*EXERCISE*. Read each of the lines below and tally those with "pmNode"; the tally is the whole answer.
** SUPPLIED DATA follows **
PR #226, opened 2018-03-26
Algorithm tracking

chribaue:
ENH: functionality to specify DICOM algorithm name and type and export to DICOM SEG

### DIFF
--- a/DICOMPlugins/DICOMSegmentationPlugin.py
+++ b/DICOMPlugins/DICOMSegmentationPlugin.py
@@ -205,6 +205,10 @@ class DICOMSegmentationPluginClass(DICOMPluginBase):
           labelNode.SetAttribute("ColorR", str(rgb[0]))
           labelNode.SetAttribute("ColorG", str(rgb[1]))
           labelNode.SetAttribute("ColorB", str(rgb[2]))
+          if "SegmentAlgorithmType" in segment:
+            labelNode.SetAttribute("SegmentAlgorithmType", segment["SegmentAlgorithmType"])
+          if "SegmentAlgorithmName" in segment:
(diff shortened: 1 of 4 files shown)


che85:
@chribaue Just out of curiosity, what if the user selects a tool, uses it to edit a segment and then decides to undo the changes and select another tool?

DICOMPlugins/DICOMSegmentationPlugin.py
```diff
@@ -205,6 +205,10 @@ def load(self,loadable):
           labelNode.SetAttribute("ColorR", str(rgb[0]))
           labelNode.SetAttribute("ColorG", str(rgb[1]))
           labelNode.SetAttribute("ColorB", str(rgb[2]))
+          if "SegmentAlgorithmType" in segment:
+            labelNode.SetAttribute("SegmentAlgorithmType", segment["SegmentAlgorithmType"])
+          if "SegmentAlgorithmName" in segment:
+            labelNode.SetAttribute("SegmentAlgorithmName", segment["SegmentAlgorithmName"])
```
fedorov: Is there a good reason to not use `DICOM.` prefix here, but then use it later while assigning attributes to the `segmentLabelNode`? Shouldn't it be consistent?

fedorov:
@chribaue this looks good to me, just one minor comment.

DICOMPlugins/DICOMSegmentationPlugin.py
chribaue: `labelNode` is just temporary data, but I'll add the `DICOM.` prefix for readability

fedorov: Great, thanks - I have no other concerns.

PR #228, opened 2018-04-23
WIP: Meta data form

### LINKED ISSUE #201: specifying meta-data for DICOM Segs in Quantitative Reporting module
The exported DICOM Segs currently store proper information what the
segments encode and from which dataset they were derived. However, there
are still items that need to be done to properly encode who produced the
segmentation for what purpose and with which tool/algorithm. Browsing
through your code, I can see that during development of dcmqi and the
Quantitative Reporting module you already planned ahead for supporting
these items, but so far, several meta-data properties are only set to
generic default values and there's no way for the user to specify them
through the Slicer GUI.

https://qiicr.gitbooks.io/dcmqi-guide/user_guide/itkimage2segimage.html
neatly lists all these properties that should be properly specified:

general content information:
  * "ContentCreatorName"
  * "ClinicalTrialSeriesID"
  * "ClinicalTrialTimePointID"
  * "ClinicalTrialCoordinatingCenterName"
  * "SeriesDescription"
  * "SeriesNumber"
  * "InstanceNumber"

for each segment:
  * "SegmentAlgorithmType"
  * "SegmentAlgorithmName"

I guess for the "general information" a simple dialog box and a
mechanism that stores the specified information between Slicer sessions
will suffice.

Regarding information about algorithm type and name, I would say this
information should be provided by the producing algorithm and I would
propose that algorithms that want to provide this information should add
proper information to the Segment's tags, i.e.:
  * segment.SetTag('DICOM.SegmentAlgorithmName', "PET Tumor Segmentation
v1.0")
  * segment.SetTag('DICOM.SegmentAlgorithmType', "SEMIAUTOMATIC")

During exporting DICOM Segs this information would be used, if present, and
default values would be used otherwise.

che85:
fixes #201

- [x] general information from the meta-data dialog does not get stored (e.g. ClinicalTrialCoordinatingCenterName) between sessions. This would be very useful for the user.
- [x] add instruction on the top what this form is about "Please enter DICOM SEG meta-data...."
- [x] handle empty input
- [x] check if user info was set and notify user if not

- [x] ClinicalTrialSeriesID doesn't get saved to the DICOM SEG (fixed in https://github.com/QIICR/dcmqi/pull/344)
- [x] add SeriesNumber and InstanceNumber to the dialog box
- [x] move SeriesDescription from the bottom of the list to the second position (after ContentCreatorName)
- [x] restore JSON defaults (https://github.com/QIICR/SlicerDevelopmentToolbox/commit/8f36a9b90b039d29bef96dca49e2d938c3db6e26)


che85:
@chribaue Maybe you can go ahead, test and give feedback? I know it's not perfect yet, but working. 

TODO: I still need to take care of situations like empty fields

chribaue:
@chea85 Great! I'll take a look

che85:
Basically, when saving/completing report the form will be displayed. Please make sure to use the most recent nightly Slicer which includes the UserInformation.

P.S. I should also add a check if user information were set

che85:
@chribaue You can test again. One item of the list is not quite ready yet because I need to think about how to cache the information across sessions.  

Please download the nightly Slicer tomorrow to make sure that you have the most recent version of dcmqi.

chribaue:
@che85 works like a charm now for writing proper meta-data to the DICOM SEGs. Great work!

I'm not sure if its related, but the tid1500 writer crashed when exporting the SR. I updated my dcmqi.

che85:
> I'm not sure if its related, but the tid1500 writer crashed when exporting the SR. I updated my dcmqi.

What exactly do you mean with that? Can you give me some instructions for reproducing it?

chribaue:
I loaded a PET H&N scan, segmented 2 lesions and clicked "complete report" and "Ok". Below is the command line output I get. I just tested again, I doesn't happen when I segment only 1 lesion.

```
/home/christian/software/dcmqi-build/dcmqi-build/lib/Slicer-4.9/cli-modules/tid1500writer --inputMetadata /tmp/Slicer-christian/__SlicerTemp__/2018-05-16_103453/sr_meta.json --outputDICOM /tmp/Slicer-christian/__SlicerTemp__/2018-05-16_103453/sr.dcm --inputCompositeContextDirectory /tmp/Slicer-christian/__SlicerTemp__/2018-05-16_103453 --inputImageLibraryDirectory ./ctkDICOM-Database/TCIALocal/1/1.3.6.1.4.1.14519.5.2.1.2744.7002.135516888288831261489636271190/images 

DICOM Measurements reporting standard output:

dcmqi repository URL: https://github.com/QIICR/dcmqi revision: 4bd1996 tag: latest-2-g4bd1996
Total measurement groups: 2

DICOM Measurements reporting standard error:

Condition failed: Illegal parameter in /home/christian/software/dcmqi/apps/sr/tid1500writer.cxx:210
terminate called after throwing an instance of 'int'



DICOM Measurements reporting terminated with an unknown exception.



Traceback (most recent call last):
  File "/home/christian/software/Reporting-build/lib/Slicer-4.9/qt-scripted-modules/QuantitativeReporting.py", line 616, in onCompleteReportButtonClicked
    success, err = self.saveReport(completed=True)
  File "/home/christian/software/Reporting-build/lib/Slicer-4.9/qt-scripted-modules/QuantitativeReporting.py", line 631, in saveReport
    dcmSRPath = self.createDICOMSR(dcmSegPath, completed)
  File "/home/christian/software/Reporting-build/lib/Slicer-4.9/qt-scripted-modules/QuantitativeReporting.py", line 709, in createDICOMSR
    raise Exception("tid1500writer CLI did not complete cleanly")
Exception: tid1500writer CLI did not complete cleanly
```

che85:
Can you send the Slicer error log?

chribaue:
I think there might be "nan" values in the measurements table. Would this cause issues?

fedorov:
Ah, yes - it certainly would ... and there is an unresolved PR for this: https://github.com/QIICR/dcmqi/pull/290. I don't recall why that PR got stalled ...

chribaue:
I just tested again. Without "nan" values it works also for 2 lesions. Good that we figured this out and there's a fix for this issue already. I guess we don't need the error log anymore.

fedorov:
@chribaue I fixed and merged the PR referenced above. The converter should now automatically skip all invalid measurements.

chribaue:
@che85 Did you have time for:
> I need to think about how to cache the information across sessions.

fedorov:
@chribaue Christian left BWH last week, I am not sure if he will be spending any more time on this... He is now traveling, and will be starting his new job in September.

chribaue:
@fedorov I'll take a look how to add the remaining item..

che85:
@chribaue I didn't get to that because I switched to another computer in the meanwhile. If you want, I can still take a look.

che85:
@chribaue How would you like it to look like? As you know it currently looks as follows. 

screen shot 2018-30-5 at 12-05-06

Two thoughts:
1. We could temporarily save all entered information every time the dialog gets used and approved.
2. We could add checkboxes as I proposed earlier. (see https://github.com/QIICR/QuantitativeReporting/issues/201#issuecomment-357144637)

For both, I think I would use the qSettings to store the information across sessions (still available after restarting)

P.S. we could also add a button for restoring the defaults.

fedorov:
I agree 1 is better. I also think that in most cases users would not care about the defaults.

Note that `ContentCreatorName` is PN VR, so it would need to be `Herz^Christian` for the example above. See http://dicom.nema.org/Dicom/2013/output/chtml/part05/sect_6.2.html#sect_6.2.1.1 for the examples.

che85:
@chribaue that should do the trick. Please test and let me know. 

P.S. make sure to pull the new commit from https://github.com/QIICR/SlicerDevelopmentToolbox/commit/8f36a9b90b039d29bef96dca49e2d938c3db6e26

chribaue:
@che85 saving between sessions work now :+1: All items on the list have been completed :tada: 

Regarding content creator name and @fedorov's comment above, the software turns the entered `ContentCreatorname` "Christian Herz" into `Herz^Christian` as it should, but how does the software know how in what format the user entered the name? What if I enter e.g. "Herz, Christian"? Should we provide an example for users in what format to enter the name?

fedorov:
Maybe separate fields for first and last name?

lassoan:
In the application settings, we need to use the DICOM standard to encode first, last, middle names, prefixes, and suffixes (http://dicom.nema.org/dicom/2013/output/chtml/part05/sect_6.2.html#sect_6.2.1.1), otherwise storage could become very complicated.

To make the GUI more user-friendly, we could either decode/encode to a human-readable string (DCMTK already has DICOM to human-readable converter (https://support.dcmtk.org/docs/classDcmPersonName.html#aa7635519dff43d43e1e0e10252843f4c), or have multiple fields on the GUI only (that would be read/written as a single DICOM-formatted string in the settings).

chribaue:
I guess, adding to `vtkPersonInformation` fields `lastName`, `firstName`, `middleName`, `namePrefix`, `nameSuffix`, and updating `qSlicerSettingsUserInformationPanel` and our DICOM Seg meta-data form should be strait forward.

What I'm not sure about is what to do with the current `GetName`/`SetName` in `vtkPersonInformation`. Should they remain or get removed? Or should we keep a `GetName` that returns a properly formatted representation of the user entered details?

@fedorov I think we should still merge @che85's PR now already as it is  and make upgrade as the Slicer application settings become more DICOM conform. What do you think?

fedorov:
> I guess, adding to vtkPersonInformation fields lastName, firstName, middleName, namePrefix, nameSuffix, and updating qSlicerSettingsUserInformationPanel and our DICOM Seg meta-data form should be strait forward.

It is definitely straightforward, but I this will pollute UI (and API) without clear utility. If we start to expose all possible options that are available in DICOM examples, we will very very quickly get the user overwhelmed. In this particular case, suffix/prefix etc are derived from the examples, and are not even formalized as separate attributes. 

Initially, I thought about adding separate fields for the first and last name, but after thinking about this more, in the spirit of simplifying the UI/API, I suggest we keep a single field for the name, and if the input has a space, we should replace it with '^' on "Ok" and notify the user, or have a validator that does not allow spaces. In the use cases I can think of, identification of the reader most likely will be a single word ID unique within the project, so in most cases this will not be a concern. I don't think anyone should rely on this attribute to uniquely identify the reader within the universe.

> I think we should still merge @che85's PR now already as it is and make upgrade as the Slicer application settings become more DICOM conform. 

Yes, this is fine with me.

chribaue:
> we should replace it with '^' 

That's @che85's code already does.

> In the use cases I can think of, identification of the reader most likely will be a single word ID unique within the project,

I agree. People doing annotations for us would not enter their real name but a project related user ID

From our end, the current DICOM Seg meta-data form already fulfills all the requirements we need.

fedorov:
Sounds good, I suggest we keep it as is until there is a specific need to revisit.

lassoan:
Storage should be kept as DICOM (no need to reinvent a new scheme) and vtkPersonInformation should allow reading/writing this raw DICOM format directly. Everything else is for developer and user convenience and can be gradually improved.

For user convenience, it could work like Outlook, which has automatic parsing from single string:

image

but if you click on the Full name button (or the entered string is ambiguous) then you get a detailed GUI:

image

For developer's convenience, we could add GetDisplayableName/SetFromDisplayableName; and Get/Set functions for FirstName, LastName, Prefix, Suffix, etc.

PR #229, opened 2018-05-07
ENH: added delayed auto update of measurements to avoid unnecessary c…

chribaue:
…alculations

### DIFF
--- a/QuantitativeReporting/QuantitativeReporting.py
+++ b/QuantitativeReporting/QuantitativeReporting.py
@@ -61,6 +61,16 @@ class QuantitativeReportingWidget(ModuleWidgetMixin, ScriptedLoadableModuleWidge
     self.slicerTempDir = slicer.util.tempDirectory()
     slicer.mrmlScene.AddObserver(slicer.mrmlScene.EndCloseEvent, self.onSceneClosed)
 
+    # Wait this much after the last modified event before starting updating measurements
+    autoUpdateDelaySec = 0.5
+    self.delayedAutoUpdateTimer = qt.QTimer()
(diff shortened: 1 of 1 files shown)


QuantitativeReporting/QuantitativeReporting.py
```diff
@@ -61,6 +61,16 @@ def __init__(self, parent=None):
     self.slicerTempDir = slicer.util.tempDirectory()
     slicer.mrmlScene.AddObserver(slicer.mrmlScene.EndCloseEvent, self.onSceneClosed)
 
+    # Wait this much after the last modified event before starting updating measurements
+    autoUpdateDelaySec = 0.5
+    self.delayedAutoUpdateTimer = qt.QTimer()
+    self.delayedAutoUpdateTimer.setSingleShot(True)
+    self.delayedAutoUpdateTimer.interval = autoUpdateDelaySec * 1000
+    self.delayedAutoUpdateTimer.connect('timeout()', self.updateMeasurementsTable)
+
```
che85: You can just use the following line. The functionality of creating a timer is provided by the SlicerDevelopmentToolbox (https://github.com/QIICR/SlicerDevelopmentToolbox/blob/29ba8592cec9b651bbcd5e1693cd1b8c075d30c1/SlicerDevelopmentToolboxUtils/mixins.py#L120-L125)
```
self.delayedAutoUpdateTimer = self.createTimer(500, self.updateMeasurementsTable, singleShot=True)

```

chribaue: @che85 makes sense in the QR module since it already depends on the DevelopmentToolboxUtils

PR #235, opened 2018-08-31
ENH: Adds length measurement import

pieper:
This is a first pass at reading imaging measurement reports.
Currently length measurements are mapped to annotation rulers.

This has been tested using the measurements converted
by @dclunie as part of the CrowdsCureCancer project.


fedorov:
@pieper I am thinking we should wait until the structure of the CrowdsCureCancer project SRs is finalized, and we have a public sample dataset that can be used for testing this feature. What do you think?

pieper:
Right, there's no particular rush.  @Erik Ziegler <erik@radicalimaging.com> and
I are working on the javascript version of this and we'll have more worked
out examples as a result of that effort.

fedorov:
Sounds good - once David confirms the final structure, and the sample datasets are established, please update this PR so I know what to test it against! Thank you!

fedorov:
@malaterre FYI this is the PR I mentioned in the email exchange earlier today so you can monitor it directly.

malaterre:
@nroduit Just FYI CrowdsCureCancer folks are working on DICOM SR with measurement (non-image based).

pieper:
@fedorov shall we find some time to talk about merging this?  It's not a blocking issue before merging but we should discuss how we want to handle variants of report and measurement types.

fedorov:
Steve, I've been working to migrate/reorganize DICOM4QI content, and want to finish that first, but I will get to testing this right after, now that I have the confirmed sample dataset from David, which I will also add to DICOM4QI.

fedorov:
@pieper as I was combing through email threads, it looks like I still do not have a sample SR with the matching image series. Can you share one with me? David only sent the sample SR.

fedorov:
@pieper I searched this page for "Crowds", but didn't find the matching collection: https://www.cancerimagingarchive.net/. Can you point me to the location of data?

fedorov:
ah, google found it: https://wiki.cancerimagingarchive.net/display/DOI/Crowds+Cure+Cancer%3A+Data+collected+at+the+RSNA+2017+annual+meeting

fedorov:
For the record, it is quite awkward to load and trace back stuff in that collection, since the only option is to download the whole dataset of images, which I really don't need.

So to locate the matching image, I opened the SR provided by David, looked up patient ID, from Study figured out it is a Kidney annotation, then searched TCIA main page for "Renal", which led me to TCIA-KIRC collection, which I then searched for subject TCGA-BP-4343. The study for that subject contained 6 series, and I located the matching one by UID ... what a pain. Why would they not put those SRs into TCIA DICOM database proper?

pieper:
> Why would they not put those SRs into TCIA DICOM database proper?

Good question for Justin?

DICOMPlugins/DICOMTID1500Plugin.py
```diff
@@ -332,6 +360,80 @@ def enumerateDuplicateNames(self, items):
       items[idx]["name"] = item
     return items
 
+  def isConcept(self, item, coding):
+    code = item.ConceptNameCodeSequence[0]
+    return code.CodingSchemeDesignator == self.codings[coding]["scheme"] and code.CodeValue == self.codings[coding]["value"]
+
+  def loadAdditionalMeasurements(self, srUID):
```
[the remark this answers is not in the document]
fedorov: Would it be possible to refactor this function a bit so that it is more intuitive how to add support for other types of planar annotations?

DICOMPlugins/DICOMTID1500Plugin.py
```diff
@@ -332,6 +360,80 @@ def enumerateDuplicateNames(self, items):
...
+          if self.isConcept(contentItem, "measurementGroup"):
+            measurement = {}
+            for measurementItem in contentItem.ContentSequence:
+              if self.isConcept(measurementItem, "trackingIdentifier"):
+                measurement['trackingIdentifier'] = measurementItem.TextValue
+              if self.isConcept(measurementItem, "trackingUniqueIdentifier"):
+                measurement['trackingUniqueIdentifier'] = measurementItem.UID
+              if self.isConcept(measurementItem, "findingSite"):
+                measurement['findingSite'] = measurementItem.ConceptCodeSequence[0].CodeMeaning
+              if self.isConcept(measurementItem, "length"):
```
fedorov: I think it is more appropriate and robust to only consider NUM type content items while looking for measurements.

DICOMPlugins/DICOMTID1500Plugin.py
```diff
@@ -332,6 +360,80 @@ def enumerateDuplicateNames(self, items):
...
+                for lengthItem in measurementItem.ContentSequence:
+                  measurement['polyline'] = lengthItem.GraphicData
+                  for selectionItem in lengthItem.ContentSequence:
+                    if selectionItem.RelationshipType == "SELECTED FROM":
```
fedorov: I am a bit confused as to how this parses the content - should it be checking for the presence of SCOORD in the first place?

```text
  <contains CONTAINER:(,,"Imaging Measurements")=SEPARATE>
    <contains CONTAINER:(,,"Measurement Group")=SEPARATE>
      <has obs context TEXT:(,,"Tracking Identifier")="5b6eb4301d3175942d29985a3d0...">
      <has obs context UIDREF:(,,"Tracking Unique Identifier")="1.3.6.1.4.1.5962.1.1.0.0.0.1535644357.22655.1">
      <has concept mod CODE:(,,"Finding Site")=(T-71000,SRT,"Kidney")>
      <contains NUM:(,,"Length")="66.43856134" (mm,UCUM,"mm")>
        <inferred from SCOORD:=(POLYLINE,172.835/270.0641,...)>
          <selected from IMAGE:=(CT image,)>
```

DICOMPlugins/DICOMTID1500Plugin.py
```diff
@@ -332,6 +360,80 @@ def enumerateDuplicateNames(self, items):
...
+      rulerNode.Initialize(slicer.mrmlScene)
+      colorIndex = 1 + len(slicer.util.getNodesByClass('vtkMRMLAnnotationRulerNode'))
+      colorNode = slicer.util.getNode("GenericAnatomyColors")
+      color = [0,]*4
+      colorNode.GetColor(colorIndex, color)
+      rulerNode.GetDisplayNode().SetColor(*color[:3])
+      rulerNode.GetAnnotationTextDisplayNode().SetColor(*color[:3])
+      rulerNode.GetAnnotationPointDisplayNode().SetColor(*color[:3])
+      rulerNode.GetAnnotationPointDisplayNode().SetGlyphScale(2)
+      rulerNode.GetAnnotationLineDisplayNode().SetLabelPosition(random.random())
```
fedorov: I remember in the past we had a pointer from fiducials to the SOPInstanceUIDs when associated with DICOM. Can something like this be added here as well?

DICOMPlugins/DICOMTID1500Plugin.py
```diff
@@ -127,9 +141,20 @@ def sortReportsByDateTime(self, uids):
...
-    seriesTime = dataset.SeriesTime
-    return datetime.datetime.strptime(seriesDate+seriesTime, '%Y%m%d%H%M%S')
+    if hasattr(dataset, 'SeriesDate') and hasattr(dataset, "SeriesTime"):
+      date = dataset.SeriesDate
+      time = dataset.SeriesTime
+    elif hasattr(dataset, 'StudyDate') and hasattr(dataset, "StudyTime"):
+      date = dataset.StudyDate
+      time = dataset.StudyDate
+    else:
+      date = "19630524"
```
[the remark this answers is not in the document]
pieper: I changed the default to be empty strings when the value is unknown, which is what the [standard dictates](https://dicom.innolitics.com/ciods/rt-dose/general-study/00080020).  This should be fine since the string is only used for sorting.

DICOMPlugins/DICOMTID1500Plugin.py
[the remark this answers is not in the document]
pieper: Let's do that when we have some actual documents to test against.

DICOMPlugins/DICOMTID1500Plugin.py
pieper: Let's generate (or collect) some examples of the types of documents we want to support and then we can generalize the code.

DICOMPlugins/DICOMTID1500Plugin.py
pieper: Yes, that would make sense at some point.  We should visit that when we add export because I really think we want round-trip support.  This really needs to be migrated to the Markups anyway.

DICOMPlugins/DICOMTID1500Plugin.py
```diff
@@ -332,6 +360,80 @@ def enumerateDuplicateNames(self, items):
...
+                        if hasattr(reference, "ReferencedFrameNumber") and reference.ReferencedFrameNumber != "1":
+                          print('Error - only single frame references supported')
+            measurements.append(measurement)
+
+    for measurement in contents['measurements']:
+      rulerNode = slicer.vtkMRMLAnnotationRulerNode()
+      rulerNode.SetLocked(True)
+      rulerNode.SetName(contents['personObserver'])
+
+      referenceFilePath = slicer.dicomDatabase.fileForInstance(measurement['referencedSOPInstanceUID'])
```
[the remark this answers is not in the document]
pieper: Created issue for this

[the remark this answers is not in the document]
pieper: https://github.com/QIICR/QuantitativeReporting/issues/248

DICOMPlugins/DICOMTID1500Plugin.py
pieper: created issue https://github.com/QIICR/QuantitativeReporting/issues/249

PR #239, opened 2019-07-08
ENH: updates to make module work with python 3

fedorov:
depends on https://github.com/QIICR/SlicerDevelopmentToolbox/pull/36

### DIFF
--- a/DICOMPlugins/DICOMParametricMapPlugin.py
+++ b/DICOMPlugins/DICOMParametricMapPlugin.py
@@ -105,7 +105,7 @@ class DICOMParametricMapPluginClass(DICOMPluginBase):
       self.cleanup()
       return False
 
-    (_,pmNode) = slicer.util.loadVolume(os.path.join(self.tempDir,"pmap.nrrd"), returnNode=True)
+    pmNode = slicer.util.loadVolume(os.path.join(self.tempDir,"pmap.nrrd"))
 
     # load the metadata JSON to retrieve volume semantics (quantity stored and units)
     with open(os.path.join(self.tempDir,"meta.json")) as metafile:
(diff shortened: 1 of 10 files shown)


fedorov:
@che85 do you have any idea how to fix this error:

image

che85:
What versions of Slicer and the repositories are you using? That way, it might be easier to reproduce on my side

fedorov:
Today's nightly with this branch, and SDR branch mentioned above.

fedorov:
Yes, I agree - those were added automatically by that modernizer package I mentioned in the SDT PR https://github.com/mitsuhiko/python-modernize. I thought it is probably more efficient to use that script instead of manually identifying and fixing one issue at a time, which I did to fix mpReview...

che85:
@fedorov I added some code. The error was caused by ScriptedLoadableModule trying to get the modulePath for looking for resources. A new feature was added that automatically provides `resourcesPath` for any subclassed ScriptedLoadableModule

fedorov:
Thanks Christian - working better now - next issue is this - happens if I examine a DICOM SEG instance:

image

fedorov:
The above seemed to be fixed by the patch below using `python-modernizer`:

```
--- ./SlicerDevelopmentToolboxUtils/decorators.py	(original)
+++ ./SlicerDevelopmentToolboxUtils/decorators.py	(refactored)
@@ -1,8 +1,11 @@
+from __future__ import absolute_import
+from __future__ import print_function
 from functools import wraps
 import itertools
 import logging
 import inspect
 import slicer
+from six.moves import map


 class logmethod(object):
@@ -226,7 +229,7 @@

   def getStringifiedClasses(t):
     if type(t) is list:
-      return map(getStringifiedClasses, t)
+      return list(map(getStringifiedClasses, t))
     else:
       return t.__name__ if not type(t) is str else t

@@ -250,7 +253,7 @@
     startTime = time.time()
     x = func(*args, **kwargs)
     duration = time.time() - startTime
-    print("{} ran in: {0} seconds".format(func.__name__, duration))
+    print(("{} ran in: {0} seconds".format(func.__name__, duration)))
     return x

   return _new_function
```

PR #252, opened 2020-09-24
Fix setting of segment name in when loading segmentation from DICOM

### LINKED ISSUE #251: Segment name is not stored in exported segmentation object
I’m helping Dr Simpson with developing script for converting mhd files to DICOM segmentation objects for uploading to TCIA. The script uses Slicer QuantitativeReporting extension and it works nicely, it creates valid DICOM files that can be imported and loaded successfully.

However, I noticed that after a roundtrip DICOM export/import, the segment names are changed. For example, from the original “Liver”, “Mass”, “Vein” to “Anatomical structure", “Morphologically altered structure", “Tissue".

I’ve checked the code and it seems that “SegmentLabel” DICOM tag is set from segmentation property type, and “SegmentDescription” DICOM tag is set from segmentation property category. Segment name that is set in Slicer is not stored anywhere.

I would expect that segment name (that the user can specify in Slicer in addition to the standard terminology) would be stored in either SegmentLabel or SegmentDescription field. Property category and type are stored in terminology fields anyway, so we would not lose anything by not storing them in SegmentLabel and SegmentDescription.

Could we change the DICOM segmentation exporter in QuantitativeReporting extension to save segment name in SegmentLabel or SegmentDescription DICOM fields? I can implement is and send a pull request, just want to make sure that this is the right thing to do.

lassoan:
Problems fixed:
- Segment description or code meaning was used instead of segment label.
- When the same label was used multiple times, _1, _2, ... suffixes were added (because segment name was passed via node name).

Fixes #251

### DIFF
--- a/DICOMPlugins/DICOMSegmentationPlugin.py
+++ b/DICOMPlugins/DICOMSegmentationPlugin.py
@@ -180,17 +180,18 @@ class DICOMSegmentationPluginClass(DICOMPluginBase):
** End of SUPPLIED DATA **
*REPLY*. 2